---- Records shown

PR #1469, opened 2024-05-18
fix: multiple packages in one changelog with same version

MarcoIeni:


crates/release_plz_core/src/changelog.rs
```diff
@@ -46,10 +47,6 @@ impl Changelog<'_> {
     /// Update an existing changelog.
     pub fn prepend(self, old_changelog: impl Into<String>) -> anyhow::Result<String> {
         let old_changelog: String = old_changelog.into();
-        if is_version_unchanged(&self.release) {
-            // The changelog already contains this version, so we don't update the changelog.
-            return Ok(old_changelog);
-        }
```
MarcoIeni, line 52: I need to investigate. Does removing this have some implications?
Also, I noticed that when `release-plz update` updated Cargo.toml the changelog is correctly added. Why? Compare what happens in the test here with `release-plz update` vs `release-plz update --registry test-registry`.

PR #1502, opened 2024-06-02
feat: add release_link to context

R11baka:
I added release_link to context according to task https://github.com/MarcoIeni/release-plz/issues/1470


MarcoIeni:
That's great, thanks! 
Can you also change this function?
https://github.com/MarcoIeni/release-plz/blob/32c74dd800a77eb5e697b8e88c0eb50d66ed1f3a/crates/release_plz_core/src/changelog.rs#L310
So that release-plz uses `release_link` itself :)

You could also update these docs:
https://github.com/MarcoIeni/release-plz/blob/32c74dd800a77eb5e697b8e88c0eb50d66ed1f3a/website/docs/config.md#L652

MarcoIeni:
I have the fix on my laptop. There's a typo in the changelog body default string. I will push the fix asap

--------
---- Records shown

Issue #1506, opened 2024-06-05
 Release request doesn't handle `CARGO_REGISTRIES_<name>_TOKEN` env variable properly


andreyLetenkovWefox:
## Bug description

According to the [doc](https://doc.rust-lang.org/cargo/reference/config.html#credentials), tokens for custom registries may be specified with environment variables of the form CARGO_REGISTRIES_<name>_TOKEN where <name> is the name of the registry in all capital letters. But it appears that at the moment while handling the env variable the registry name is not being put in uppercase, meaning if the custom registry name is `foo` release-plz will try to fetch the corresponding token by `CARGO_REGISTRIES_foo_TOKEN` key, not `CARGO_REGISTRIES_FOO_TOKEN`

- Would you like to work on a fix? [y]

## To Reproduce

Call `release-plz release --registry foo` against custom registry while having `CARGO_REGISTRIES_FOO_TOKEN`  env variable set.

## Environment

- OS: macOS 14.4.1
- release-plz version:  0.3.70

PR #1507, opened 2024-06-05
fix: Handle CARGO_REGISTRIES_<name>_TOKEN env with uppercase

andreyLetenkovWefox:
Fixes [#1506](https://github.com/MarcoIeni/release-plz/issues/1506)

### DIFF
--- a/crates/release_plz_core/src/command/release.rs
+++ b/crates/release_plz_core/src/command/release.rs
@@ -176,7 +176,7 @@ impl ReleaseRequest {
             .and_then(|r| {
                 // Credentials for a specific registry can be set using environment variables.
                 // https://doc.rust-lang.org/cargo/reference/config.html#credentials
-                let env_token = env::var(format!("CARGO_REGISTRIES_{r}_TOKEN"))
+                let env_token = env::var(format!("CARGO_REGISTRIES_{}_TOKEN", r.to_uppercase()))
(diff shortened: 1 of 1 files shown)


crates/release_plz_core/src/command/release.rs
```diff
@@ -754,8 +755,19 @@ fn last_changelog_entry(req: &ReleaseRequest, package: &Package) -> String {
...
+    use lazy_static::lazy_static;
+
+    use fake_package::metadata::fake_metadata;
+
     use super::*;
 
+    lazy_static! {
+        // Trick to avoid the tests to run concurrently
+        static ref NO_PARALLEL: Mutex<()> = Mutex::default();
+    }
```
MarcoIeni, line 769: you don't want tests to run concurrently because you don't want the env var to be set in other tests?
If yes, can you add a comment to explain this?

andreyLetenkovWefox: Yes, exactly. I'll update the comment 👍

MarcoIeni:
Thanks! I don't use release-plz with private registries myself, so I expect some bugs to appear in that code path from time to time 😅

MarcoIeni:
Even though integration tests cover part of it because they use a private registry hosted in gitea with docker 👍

--------
---- Records shown

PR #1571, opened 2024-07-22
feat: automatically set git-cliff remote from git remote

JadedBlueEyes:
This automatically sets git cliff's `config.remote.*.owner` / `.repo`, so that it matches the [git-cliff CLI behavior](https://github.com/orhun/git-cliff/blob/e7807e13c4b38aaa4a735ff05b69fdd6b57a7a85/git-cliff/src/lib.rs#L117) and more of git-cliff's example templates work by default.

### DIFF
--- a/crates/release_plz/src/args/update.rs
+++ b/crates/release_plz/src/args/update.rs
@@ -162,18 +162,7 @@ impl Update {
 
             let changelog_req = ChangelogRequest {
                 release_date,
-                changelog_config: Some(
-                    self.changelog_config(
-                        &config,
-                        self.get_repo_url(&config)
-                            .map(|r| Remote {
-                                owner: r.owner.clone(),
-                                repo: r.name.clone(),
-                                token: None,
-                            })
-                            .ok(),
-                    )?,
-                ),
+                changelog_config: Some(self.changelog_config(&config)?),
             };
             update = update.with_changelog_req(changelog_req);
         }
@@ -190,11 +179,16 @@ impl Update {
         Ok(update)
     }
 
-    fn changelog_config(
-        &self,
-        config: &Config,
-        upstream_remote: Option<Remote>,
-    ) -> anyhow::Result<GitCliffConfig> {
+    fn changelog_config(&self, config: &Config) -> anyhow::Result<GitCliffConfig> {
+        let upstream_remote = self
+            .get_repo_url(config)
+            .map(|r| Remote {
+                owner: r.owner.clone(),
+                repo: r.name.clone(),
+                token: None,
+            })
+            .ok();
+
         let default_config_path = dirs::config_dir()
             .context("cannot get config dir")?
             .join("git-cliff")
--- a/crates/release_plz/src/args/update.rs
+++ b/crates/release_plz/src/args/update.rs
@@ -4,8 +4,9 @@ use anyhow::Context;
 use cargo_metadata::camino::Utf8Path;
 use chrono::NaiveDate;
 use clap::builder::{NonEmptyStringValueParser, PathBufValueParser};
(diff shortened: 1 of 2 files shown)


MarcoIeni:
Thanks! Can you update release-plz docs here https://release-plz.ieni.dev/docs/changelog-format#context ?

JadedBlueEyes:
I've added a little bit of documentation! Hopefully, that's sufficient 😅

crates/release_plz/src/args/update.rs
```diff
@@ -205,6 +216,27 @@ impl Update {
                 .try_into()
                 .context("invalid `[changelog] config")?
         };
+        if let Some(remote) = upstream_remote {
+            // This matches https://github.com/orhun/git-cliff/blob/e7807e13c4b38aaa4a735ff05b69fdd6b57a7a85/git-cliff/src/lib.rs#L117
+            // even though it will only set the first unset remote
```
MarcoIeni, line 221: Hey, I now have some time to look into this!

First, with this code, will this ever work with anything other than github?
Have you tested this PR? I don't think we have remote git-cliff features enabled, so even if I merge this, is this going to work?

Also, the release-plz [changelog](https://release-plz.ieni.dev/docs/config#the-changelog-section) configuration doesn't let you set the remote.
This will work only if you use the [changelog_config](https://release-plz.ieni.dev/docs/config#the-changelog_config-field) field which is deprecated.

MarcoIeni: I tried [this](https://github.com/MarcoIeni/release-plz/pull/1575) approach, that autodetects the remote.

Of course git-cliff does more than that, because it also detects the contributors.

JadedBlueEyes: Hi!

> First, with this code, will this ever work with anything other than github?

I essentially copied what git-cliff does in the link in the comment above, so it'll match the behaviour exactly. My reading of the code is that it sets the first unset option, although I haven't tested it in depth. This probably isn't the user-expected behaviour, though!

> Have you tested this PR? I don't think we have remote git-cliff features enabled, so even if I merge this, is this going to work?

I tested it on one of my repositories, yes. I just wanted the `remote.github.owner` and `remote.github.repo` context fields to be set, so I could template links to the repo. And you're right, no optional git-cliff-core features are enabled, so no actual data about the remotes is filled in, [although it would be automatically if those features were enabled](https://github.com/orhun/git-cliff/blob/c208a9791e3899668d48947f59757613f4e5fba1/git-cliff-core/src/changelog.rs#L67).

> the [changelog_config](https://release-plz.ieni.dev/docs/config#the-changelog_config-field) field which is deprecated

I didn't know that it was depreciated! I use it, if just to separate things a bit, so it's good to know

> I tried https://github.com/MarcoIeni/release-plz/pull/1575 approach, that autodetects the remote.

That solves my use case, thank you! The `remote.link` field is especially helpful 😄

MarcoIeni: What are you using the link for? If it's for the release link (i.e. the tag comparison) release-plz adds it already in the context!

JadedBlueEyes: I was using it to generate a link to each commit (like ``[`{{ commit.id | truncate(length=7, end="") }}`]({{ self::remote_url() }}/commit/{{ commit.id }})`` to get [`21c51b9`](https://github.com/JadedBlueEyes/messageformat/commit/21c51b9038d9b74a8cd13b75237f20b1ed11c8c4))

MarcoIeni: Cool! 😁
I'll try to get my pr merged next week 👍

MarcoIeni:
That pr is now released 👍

--------

▸ **Task directions**: The answer is the run of lines above from the line containing "PR #1469, opened 2024-05-18" through the line containing "You could also", copied exactly and alone.

▸ **Task answer**:
PR #1469, opened 2024-05-18
fix: multiple packages in one changelog with same version

MarcoIeni:


crates/release_plz_core/src/changelog.rs
```diff
@@ -46,10 +47,6 @@ impl Changelog<'_> {
     /// Update an existing changelog.
     pub fn prepend(self, old_changelog: impl Into<String>) -> anyhow::Result<String> {
         let old_changelog: String = old_changelog.into();
-        if is_version_unchanged(&self.release) {
-            // The changelog already contains this version, so we don't update the changelog.
-            return Ok(old_changelog);
-        }
```
MarcoIeni, line 52: I need to investigate. Does removing this have some implications?
Also, I noticed that when `release-plz update` updated Cargo.toml the changelog is correctly added. Why? Compare what happens in the test here with `release-plz update` vs `release-plz update --registry test-registry`.

PR #1502, opened 2024-06-02
feat: add release_link to context

R11baka:
I added release_link to context according to task https://github.com/MarcoIeni/release-plz/issues/1470


MarcoIeni:
That's great, thanks! 
Can you also change this function?
https://github.com/MarcoIeni/release-plz/blob/32c74dd800a77eb5e697b8e88c0eb50d66ed1f3a/crates/release_plz_core/src/changelog.rs#L310
So that release-plz uses `release_link` itself :)

You could also update these docs:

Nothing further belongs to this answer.